Chancen für junge Menschen
Das Bremer Weltorchester eröffnet jungen Menschen in Bolivien, Peru und Tunesien, die teilweise in zutiefst benachteiligten Verhältnissen leben, Chancen, die ihren Lebensweg maßgeblich verbessern können. Gleichzeitig kann sich auch der Blick der Bremer Jugendlichen verändern: Bereits vor einigen Wochen reisten junge Mitglieder des Jugendsinfonieorchesters und des Jungen Kammerorchesters Bremen in alle drei Partnerländer, um mit Jugendlichen aus sozialen Musikprojekten zu musizieren. Dabei erlebten sie unmittelbar, wie sehr die Lebensrealitäten der Jugendlichen vor Ort von Armut, Unsicherheit und Perspektivlosigkeit geprägt sind – und wie die Musikprojekte oft die einzige Kraftquelle für mehr Selbstbewusstsein und den Mut sind, sich eine andere Zukunft vorzustellen.
Zukunftsweisendes Projekt
Auch die Botschafter aus dem Jugendsinfonieorchester Bremen und dem Jungen Kammerorchester Bremen werden als Teil des „Weltorchesters“ am Konzert mitwirken.
Zum Ende des 200-jährigen Jubiläums der Philharmonischen Gesellschaft Bremen setzt das Abschlusskonzert dieses einzigartigen Projekts ein Zeichen für internationale Verständigung, kulturellen Austausch und das Vertrauen in die Kraft der nächsten Generation. Ein wirkungsvoller, beispielhafter Impuls, den die Kulturstadt Bremen mit den Mitteln der Musik in die Welt sendet. Und damit in die Zukunft weist.

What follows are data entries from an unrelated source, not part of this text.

PR #14076, opened 2024-03-12
ports/Makefile: Reinstate -O0 option on demand.

stinos:
-Og introduced in for example 9ffb1ad and c5dbbf7 results in a binary with debug symbols, but essentially breaks debugging with gdb since it still allows the compiler to optimize temporaries for instance, so gdb will report 'optimized out' for a lot of variables and breakpoints will often halt at the wrong line.
-O0 has none of these problems so allow it by specifying DEBUG=2, leaving the original DEBUG=1 functionality as-is.

See for instance https://stackoverflow.com/questions/63386189/whats-the-difference-between-a-compilers-o0-option-and-og-option for some more information.

I'm not sure if DEBUG=2 is a common way of doing this, but it's definitely pretty simple. Likewise: don't know if all ports I changed this for even work with gdb?

In theory `-g3` is also better than `-g` but at least with `-O0 -g` stepping through the source and looking at variables and memory all just seems to work fine enough, whereas `-Og` is just not usable for getting detailed information on a problem quickly.

### DIFF
--- a/mpy-cross/Makefile
+++ b/mpy-cross/Makefile
@@ -25,9 +25,9 @@ CFLAGS += -fdata-sections -ffunction-sections -fno-asynchronous-unwind-tables
 # Debugging/Optimization
 ifdef DEBUG
 CFLAGS += -g
-COPT = -O0
+COPT ?= -O0
 else
-COPT = -Os #-DNDEBUG
+COPT ?= -Os #-DNDEBUG
 endif
 
 # On OSX, 'gcc' is a symlink to clang unless a real gcc is installed.
--- a/ports/bare-arm/Makefile
+++ b/ports/bare-arm/Makefile
@@ -16,13 +16,14 @@ PYDFU ?= $(TOP)/tools/pydfu.py
 CFLAGS += -I. -I$(TOP) -I$(BUILD)
 CFLAGS += -Wall -Werror -std=c99 -nostdlib
 CFLAGS += -mthumb -mtune=cortex-m4 -mcpu=cortex-m4 -msoft-float
-CSUPEROPT = -Os # save some code space for performance-critical code
+CFLAGS += $(COPT)
+CSUPEROPT ?= -Os # save some code space for performance-critical code
 
 # Select debugging or optimisation build.
 ifeq ($(DEBUG), 1)
-CFLAGS += -Og
+COPT ?= -Og
 else
-CFLAGS += -Os -DNDEBUG
+COPT ?= -Os -DNDEBUG
 CFLAGS += -fdata-sections -ffunction-sections
 endif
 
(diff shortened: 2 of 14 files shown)


iabdalkader:
Can we consider adding `-ggdb3` to include macro definitions ? Without those you have to calculate register addresses (some base + some other base + offset) manually and then cast just to get a register value.

stinos:
> Can we consider adding -ggdb3 

You mean in the same way, e.g `DEBUG=1` -> `-g`, `DEBUG=2` -> -ggdb3 ?

> Without those you have to calculate register addresses (some base + some other base + offset) manually

Does that also work with `-g3`? I'm not sure we want to hardcode `gdb` here.

robert-hh:
How about an additional compile flags option, which csn be set at the make command line. Maybe it exists already.

iabdalkader:
> You mean in the same way, e.g `DEBUG=1` -> `-g`, `DEBUG=2` -> -ggdb3 ?

I'm not sure, maybe, but if you use `O0` it's likely you also want macros.

> Does that also work with `-g3`? I'm not sure we want to hardcode `gdb` here.

The manual says:
`Level  3  includes  extra  information,  such as all the macro definitions present in the program.  Some debuggers support macro expansion when you use -g3.`

stinos:
> How about an additional compile flags option, which csn be set at the make command line. ~Maybe it exists already.~ Seem you can use CFLAGS for that purpose, since all settings for CFLAGS in makefile are `CFLAGS +=`.

Since the docs say

> If you use multiple -g options, with or without level numbers, the last such option is the one that is effective. 

then that's probably not going to work since the ones passed on the commandline come first?

dlech:
Can we just use `COPT` to override the optimization consistently across ports to allow any optimization rather than trying to make new options to try to cover all cases?

I'm already used to doing `make DEBUG=1 COPT=-O0` for the unix port.

dlech:
> is the idea behing `COPT` that it stands for `C optimization options'?

Yes, that is the idea. Basically, just the `-O` flag.

> And why is `-g` in CFLAGS not COPT?

Because it isn't the `-O` flag.

dpgeorge:
I think the simplest thing is to make more consistent use of `COPT` across the ports, allow it to be overridden on the command line, and document it.

And, I'm happy to change `-g` to `-g3` in the relevant Makefile's.  But I think `-ggdb3` should be specified by the user on the command line if they need that.

stinos:
> I think the simplest thing is to make more consistent use of COPT across the ports, allow it to be overridden on the command line

Ok, changed that already.


>  and document it.

In gettingstarted.rst?

It's now only in unix/README.md but that also seems to be the only one which documents DEBUG=1 whereas most ports have that.


> But I think -ggdb3 should be specified by the user on the command line if they need that.

Sounds reasonable but that should be via `CFLAGS_EXTRA` then I guess, which not all ports have now and the ones which do have it do not use it consistently as 'append to CFLAGS', making it impossible to override `-g` (e.g. unix Makefile does a `CFLAGS += -g` after the line where it appends `CFLAGS_EXTRA` to `CFLAGS`)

Fundament dieses Projektes waren jahrzehntelange weltweite Aktivitäten, initiiert von der Philharmonischen Gesellschaft Bremen, der Bremer Ehrenbürgerin und Kulturmäzenin Barbara Grobien und des „Zukunftslabors“, einer DKB-Initiative für Kinder und Jugendliche. Geeint von der Überzeugung, dass Musik die Kraft hat, die Welt zu einem besseren Ort zu machen. Dass Musik Möglichkeiten in sich birgt, die Entwicklung von Kindern und Jugendlichen auch und gerade in sozial herausfordernden Situationen zu beflügeln und zu unterstützen.

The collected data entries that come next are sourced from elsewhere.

Issue #14005, opened 2024-03-02
Different behavior on V1.22.2 over V1.19


Tangerino:
### Checks

- [X] I agree to follow the MicroPython [Code of Conduct](https://github.com/micropython/micropython/blob/master/CODEOFCONDUCT.md) to ensure a safe and respectful space for everyone.

- [X] I've searched for [existing issues](https://github.com/micropython/micropython/issues) matching this bug, and didn't find any.

### Port, board and/or hardware

ESP32

### MicroPython version

Using the official V1.22.2

### Reproduction

This is a very complete program using:
- Ethernet
- 4G
- 2 serial ports
- WiFI
- BLE

### Expected behaviour

Not panic attacks

### Observed behaviour

The same code used on 2K devices on V1.18 and V1.19

![CleanShot 2024-03-02 at 09 43 02](https://github.com/micropython/micropython/assets/3164100/7a64d536-f444-45a0-84a8-22f1e5ceefa4)

Now trying V1.22 (the official image) in few seconds running I get this.

But don't know where to look

Guru Meditation Error: Core  1 panic'ed (Cache disabled but cached memory region accessed). 

Core  1 register dump:
PC      : 0x401ec634  PS      : 0x00060035  A0      : 0x800901c6  A1      : 0x3ffc03a0  
A2      : 0x3fffa4b8  A3      : 0x3fff057c  A4      : 0x00000006  A5      : 0x3ffc03e8  
A6      : 0x00000001  A7      : 0x3fffa59c  A8      : 0x8009a475  A9      : 0x3ffc0380  
A10     : 0x3fffa4b8  A11     : 0x3fffa3e4  A12     : 0x3fffa3ea  A13     : 0x3fffa3e4  
A14     : 0xfffffff7  A15     : 0x00060023  SAR     : 0x00000018  EXCCAUSE: 0x00000007  
EXCVADDR: 0x00000000  LBEG    : 0x400973d4  LEND    : 0x400973f0  LCOUNT  : 0xffffffff  

[...]

PR #12729, opened 2023-10-18
extmod/network_ppp: Add stream config parameter.

DvdGiessen:
This makes the stream that the PPP object wraps, which is normally only set once via the constructor, accessible and configurable via the `.config()` method.

It also allows the stream to be set to `None`, which essentially stops all PPP communication without disconnecting the session.

This allows retrieving the stream, and more interesting, replacing it on-the-fly to suspend it, for example to send AT commands to a modem without completely disconnecting and re-establishing the PPP connection:

```py
uart = ppp.config('stream')
ppp.config(stream=None)
uart.write(b'+++')
# do some AT commands
uart.write(b'ATO\r\n')
ppp.config(stream=uart)
```

Any attempted communication by PPP while the UART is not connected will register as simple packet loss to the LwIP stack because we return 0 for any write calls, and protocols like TCP will then automatically handle retrying.

EDIT: Reworked to also support the generic network.PPP implementation alongside the ESP32 one.

PR #14086, opened 2024-03-13
ports/esp32: Print support information on panic.

DvdGiessen:
When a fatal error occurs it's important to know which precise version it occurred on in order to be able to decode the crash dump information such as the backtrace.

I noticed it today in https://github.com/micropython/micropython/issues/14005#issuecomment-1979962621, and quickly prototyped a small improvement.

By wrapping around the built-in IDF panic handler we can print some extra information whenever a fatal error occurs. The message link to [a new wiki page](https://github.com/micropython/micropython/wiki/ESP32-debugging) which contains additional information on how to debug ESP32 issues links to the bug reporting issue template.

Example of current output:

```

MPY version : v1.23.0-preview.213.gfbf668cf3d.dirty on 2024-03-13
IDF version : v5.2.1
Machine     : GlobalLink 520 Bx with ESP32S3

Guru Meditation Error: Core  1 panic'ed (LoadProhibited). Exception was unhandled.

... (snip)
```

(Another suggestion is we could perhaps mention the SHA256 hash of each ESP32 image ELF file on the website. The IDF prints the "ELF file SHA256" at the end of each fatal error message, making it easy to look up the corresponding ELF file.)

### DIFF
--- a/ports/esp32/panichandler.c
+++ b/ports/esp32/panichandler.c
@@ -1,0 +1,68 @@
+/*
+ * This file is part of the MicroPython project, http://micropython.org/
+ *
+ * The MIT License (MIT)
+ *
+ * Copyright (c) 2024 Mindhash B.V.
+ *
+ * Permission is hereby granted, free of charge, to any person obtaining a copy
+ * of this software and associated documentation files (the "Software"), to deal
+ * in the Software without restriction, including without limitation the rights
+ * to use, copy, modify, merge, publish, distribute, sublicense, and/or sell
+ * copies of the Software, and to permit persons to whom the Software is
+ * furnished to do so, subject to the following conditions:
+ *
+ * The above copyright notice and this permission notice shall be included in
+ * all copies or substantial portions of the Software.
+ *
+ * THE SOFTWARE IS PROVIDED "AS IS", WITHOUT WARRANTY OF ANY KIND, EXPRESS OR
+ * IMPLIED, INCLUDING BUT NOT LIMITED TO THE WARRANTIES OF MERCHANTABILITY,
+ * FITNESS FOR A PARTICULAR PURPOSE AND NONINFRINGEMENT. IN NO EVENT SHALL THE
+ * AUTHORS OR COPYRIGHT HOLDERS BE LIABLE FOR ANY CLAIM, DAMAGES OR OTHER
+ * LIABILITY, WHETHER IN AN ACTION OF CONTRACT, TORT OR OTHERWISE, ARISING FROM,
+ * OUT OF OR IN CONNECTION WITH THE SOFTWARE OR THE USE OR OTHER DEALINGS IN
+ * THE SOFTWARE.
+ */
+
+#include "genhdr/mpversion.h"
+#include "py/mpconfig.h"
+
+#ifdef MICROPY_BUILD_TYPE
+#define MICROPY_BUILD_TYPE_PAREN " (" MICROPY_BUILD_TYPE ")"
+#else
+#define MICROPY_BUILD_TYPE_PAREN
+#endif
+
+#ifdef CONFIG_ESP_PANIC_HANDLER_IRAM
+#define MICROPY_WRAP_PANICHANDLER_FUN(f) IRAM_ATTR f
+#define MICROPY_WRAP_PANICHANDLER_STR(s) DRAM_STR(s)
+#else
+#define MICROPY_WRAP_PANICHANDLER_FUN(f) f
+#define MICROPY_WRAP_PANICHANDLER_STR(s) (s)
+#endif
+
+void __real_esp_panic_handler(void *);
+void esp_panic_handler_reconfigure_wdts(uint32_t timeout_ms);
+void panic_print_str(const char *str);
+
+void MICROPY_WRAP_PANICHANDLER_FUN(__wrap_esp_panic_handler)(void *info) {
+    esp_panic_handler_reconfigure_wdts(1000);
+
+    const static char *msg = MICROPY_WRAP_PANICHANDLER_STR(
+        "\r\n"
+        "A fatal error occurred. The crash dump printed below may be used to help\r\n"
+        "determine what caused it. If you are not already running the most recent\r\n"
+        "version of MicroPython, consider upgrading. New versions often fix bugs.\r\n"
+        "\r\n"
+        "To learn more about how to debug and/or report this crash visit the wiki\r\n"
+        "page at: https://github.com/micropython/micropython/wiki/ESP32-debugging\r\n"
+        "\r\n"
+        "MPY version : " MICROPY_GIT_TAG " on " MICROPY_BUILD_DATE MICROPY_BUILD_TYPE_PAREN "\r\n"
+        "IDF version : " IDF_VER "\r\n"
+        "Machine     : " MICROPY_HW_BOARD_NAME " with " MICROPY_HW_MCU_NAME "\r\n"
+        "\r\n"
+        );
+    panic_print_str(msg);
+
+    __real_esp_panic_handler(info);
+}
--- a/ports/esp32/CMakeLists.txt
+++ b/ports/esp32/CMakeLists.txt
@@ -59,5 +59,8 @@ include($ENV{IDF_PATH}/tools/cmake/project.cmake)
 # Set the location of the main component for the project (one per target).
 list(APPEND EXTRA_COMPONENT_DIRS main_${IDF_TARGET})
 
+# Enable the panic handler wrapper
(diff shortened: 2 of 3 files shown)


andrewleech:
This does look truly helpful, thanks. Do you know a convenient way to trigger a panic at the moment to test it?

DvdGiessen:
One I know of is to make use of the fact that the PPP implementation can call into MicroPython code in its own task without first setting up a proper thread state or holding the GIL (see my notes in https://github.com/micropython/micropython/pull/12729#issuecomment-1969045333). So it we give it a zero-sized BytesIO, then make it write to it, that will trigger an reallocation of the BytesIO buffer which will fail and crash:

```py
from network import PPP
from io import BytesIO
ppp = PPP(BytesIO(0))
ppp.active(True)
ppp.connect()
```

andrewleech:
I tested this on my esp32c6 and it worked as intended.

I would suggest though rather than the message saying to raise an issue, it might be better to print a link to a (new) wiki page about these crashes, that could then describe how to raise an issue (if needed) and could even include the details on how to decode the dump.

DvdGiessen:
> But I guess it doesn't work well on esp32-s2/s3, which have native USB. Because the USB disappears when there's a crash.

That might indeed be a limitation depending on how the chip is connected, but that's not necessarily always the case for these chips. For example: I've tested this on a ESP32-S3 based board which uses the native USB serial/JTAG console (`CONFIG_ESP_CONSOLE_USB_SERIAL_JTAG=y`) and there it works fine (the chip resets but doesn't lose the USB connection while doing so).

> it might be better to print a link to a (new) wiki page about these crashes

Agreed, that does indeed seem like a better solution. Something like this? Open to suggestions.

```
```

DvdGiessen:
I've just written a basic wiki page on debugging crashes on the ESP32, and updated the panic message in this MR accordingly.

https://github.com/micropython/micropython/wiki/ESP32-debugging

ports/esp32/panichandler.c
```diff
@@ -0,0 +1,42 @@
+#include "genhdr/mpversion.h"
```
dpgeorge, line 1: Can you please add a license/copyright header?  You can copy it from, say, `esp32_partition.c` but replace the copyright line with your name and the current year.

Walkline80:
> ```python
> from network import PPP
> from io import BytesIO
> ppp = PPP(BytesIO(0))
> ppp.active(True)
> ppp.connect()
> ```

I tested this code on my esp32c3 board (idf5.0.4) with this pr code, it's crashed, but there's no extra message showed, I wonder why?

DvdGiessen:
> it's crashed, but there's no extra message showed

Did the default ESP-IDF panic handler show up, or did it just reboot? The default panic handler output usually starts with `Guru Meditation Error` followed by some debug information, and the final line is `Rebooting...`. (See the documentation for v5.0.4 on the C3 [here](https://docs.espressif.com/projects/esp-idf/en/v5.0.4/esp32c3/api-guides/fatal-errors.html) and the code [here](https://github.com/espressif/esp-idf/blob/v5.0.4/components/esp_system/panic.c#L228-L407).)

If that didn't show, then you're likely losing some output, perhaps as mentioned above due to the USB connection going away before the error output has been received. That is not something this specific PR aims to change.

dpgeorge:

Walkline80:
> or did it just reboot?

Yes, just like a normally hard reset.

I tested another board that connected to PC by using USB CDC mode, and this time the extra message and `Guru Meditation Error` showed up.

DvdGiessen:
@andrewleech Indeed, I wrote the wiki page mostly based on the output of the Xtensa-based chips. For the RISC-V baseed chips there isn't a straight up backtrace printed, and I think instead `idf.py monitor` just decodes the MEPC address.

To be more precise, the monitor doesn't seem to know what it is decoding. I think it looks for things that look like addresses in the output and then prints a line for those, without actually knowing something is a backtrace, register dump, etc. The package implementing it is [`esp_idf_panic_decoder`](https://github.com/espressif/esp-idf-panic-decoder), and it's used through the [`handle_possible_pc_address_in_line`](https://github.com/search?q=repo%3Aespressif%2Fesp-idf-monitor+handle_possible_pc_address_in_line&type=code) method.

So for RISC-V based chips, the wiki should probably indeed explain to look at the `MEPC` (Machine Exception Program Counter) register. That value can be passed to `addr2line` to find the source code line where the crash happened. To get a full backtrace, attaching a debugger as described at the bottom of the page is probably the easiest way?

projectgus:
Thanks for all your work on this, @DvdGiessen! Even though I wrote the first version of idf_monitor many years ago, I even learned something new reading your wiki page.

> For the RISC-V baseed chips there isn't a straight up backtrace printed, and I think instead `idf.py monitor` just decodes the MEPC address.

Actually idf.py monitor can do a bit more than this. Here's the backtrace from ESP32-C3 if I insert an `abort()` into the IDF hello_world:

```
Hello world!

abort() was called at PC 0x42007655 on core 0
0x42007655: app_main at /home/gus/ry/george/esp-idf-v5/examples/get-started/hello_world/main/hello_world_main.c:40

Stack dump detected
Core  0 register dump:
MEPC    : 0x403806d0  RA      : 0x40383a70  SP      : 0x3fc8fc50  GP      : 0x3fc8b600  
0x403806d0: panic_abort at /home/gus/ry/george/esp-idf-v5/components/esp_system/panic.c:466
0x40383a70: __ubsan_include at /home/gus/ry/george/esp-idf-v5/components/esp_system/ubsan.c:313

TP      : 0x3fc87230  T0      : 0x37363534  T1      : 0x7271706f  T2      : 0x33323130  
S0/FP   : 0x00000004  S1      : 0x3fc8fcb4  A0      : 0x3fc8fc7c  A1      : 0x3fc8fcb2  
A2      : 0x00000000  A3      : 0x3fc8fca9  A4      : 0x00000001  A5      : 0x3fc8d000  
A6      : 0x7a797877  A7      : 0x76757473  S2      : 0x00000000  S3      : 0x00000000  
S4      : 0x00000000  S5      : 0x00000000  S6      : 0x00000000  S7      : 0x00000000  
S8      : 0x00000000  S9      : 0x00000000  S10     : 0x00000000  S11     : 0x00000000  
T3      : 0x6e6d6c6b  T4      : 0x6a696867  T5      : 0x66656463  T6      : 0x62613938  
MSTATUS : 0x00001881  MTVEC   : 0x40380001  MCAUSE  : 0x00000007  MTVAL   : 0x00000000  
0x40380001: _vector_table at ??:?

MHARTID : 0x00000000  


Backtrace:


panic_abort (details=details@entry=0x3fc8fc7c "abort() was called at PC 0x42007655 on core 0") at /home/gus/ry/george/esp-idf-v5/components/esp_system/panic.c:466
466         *((volatile int *) 0) = 0; // NOLINT(clang-analyzer-core.NullDereference) should be an invalid operation on targets
#0  panic_abort (details=details@entry=0x3fc8fc7c "abort() was called at PC 0x42007655 on core 0") at /home/gus/ry/george/esp-idf-v5/components/esp_system/panic.c:466
#1  0x40383a70 in esp_system_abort (details=details@entry=0x3fc8fc7c "abort() was called at PC 0x42007655 on core 0") at /home/gus/ry/george/esp-idf-v5/components/esp_system/port/esp_system_chip.c:93
#2  0x4038961a in abort () at /home/gus/ry/george/esp-idf-v5/components/newlib/abort.c:38
#3  0x42007658 in app_main () at /home/gus/ry/george/esp-idf-v5/examples/get-started/hello_world/main/hello_world_main.c:40
#4  0x42014b8a in main_task (args=<error reading variable: value has been optimized out>) at /home/gus/ry/george/esp-idf-v5/components/freertos/app_startup.c:208
#5  0x40384686 in vPortTaskWrapper (pxCode=<optimized out>, pvParameters=<optimized out>) at /home/gus/ry/george/esp-idf-v5/components/freertos/FreeRTOS-Kernel/portable/riscv/port.c:255
ELF file SHA256: 22ad941aa
```

The monitor actually recognises the block of stack memory, reprocesses it, and dumps it back out as a gdb backtrace.

I think the relevant code is here:
https://github.com/espressif/esp-idf-monitor/blob/master/esp_idf_monitor/base/serial_handler.py#L218

I assume this is the same on C6, but I don't actually have a C6 at hand yet to test (on its way).

I'm not sure what the best MicroPython-friendly solution here is. The easiest one is obviously to run `idf.py -B build-generic_C6 monitor` and make it crash in the monitor, but that's obviously a bit limiting.

I think the best would be to build a little command line decoder tool that someone can paste a stack trace into, that calls the idf_panic_handler functions internally.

Samstag, 16. Mai 2026, 19.30 Uhr Zech-Turm Bremen
Das „Weltorchester“ gibt sich die Ehre
- Jugendliche aus Peru, Bolivien und Tunesien musizieren gemeinsam in Bremen
- Beethoven: Ouvertüre „Die Geschöpfe des Prometheus“ op. 43
- Sibelius: Violinkonzert d-Moll op. 47
- Beethoven: Symphonie Nr. 3 „Eroica Es-Dur op. 55
- Guido St.Anna (Violine)
- Rodolfo Barraez (Dirigent)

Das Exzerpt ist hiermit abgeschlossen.